(Exercise details) The records below need to be printed in full. Keep each one exact.

Top of Material shown

PR #52, opened 2023-09-04
Optimization run

sirenkovladd:
remove condition from run
check isAsync with `fn() instanceof Promise;`

### DIFF
--- a/src/task.ts
+++ b/src/task.ts
@@ -75,7 +75,11 @@ export default class Task extends EventTarget {
     await this.bench.setup(this, 'run');
 
     if (this.opts.beforeAll != null) {
-      await this.opts.beforeAll.call(this);
+      try {
+        await this.opts.beforeAll.call(this);
+      } catch (e) {
+        this.setResult({ error: e });
+      }
     }
     const isAsync = await isAsyncTask(this);
 
@@ -103,7 +107,11 @@ export default class Task extends EventTarget {
     }
 
     if (this.opts.afterAll != null) {
-      await this.opts.afterAll.call(this);
+      try {
+        await this.opts.afterAll.call(this);
+      } catch (e) {
+        this.setResult({ error: e });
+      }
     }
 
     await this.bench.teardown(this, 'run');
@@ -185,7 +193,11 @@ export default class Task extends EventTarget {
     await this.bench.setup(this, 'warmup');
 
     if (this.opts.beforeAll != null) {
-      await this.opts.beforeAll.call(this);
+      try {
+        await this.opts.beforeAll.call(this);
+      } catch (e) {
+        this.setResult({ error: e });
+      }
     }
     const isAsync = await isAsyncTask(this);
 
@@ -195,7 +207,11 @@ export default class Task extends EventTarget {
       && !this.bench.signal?.aborted
     ) {
       if (this.opts.beforeEach != null) {
-        await this.opts.beforeEach.call(this);
+        try {
+          await this.opts.beforeEach.call(this);
+        } catch (e) {
+          this.setResult({ error: e });
+        }
       }
 
       try {
@@ -213,12 +229,20 @@ export default class Task extends EventTarget {
       totalTime = this.bench.now() - startTime;
 
       if (this.opts.afterEach != null) {
-        await this.opts.afterEach.call(this);
+        try {
+          await this.opts.afterEach.call(this);
+        } catch (e) {
+          this.setResult({ error: e });
+        }
       }
     }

Bottom of Material shown

(The answer)
PR #52, opened 2023-09-04
Optimization run

sirenkovladd:
remove condition from run
check isAsync with `fn() instanceof Promise;`

### DIFF
--- a/src/task.ts
+++ b/src/task.ts
@@ -75,7 +75,11 @@ export default class Task extends EventTarget {
     await this.bench.setup(this, 'run');
 
     if (this.opts.beforeAll != null) {
-      await this.opts.beforeAll.call(this);
+      try {
+        await this.opts.beforeAll.call(this);
+      } catch (e) {
+        this.setResult({ error: e });
+      }
     }
     const isAsync = await isAsyncTask(this);
 
@@ -103,7 +107,11 @@ export default class Task extends EventTarget {
     }
 
     if (this.opts.afterAll != null) {
-      await this.opts.afterAll.call(this);
+      try {
+        await this.opts.afterAll.call(this);
+      } catch (e) {
+        this.setResult({ error: e });
+      }
     }
 
     await this.bench.teardown(this, 'run');
@@ -185,7 +193,11 @@ export default class Task extends EventTarget {
     await this.bench.setup(this, 'warmup');
 
     if (this.opts.beforeAll != null) {
-      await this.opts.beforeAll.call(this);
+      try {
+        await this.opts.beforeAll.call(this);
+      } catch (e) {
+        this.setResult({ error: e });
+      }
     }
     const isAsync = await isAsyncTask(this);
 
@@ -195,7 +207,11 @@ export default class Task extends EventTarget {
       && !this.bench.signal?.aborted
     ) {
       if (this.opts.beforeEach != null) {
-        await this.opts.beforeEach.call(this);
+        try {
+          await this.opts.beforeEach.call(this);
+        } catch (e) {
+          this.setResult({ error: e });
+        }
       }
 
       try {
@@ -213,12 +229,20 @@ export default class Task extends EventTarget {
       totalTime = this.bench.now() - startTime;
 
       if (this.opts.afterEach != null) {
-        await this.opts.afterEach.call(this);
+        try {
+          await this.opts.afterEach.call(this);
+        } catch (e) {
+          this.setResult({ error: e });
+        }
       }
     }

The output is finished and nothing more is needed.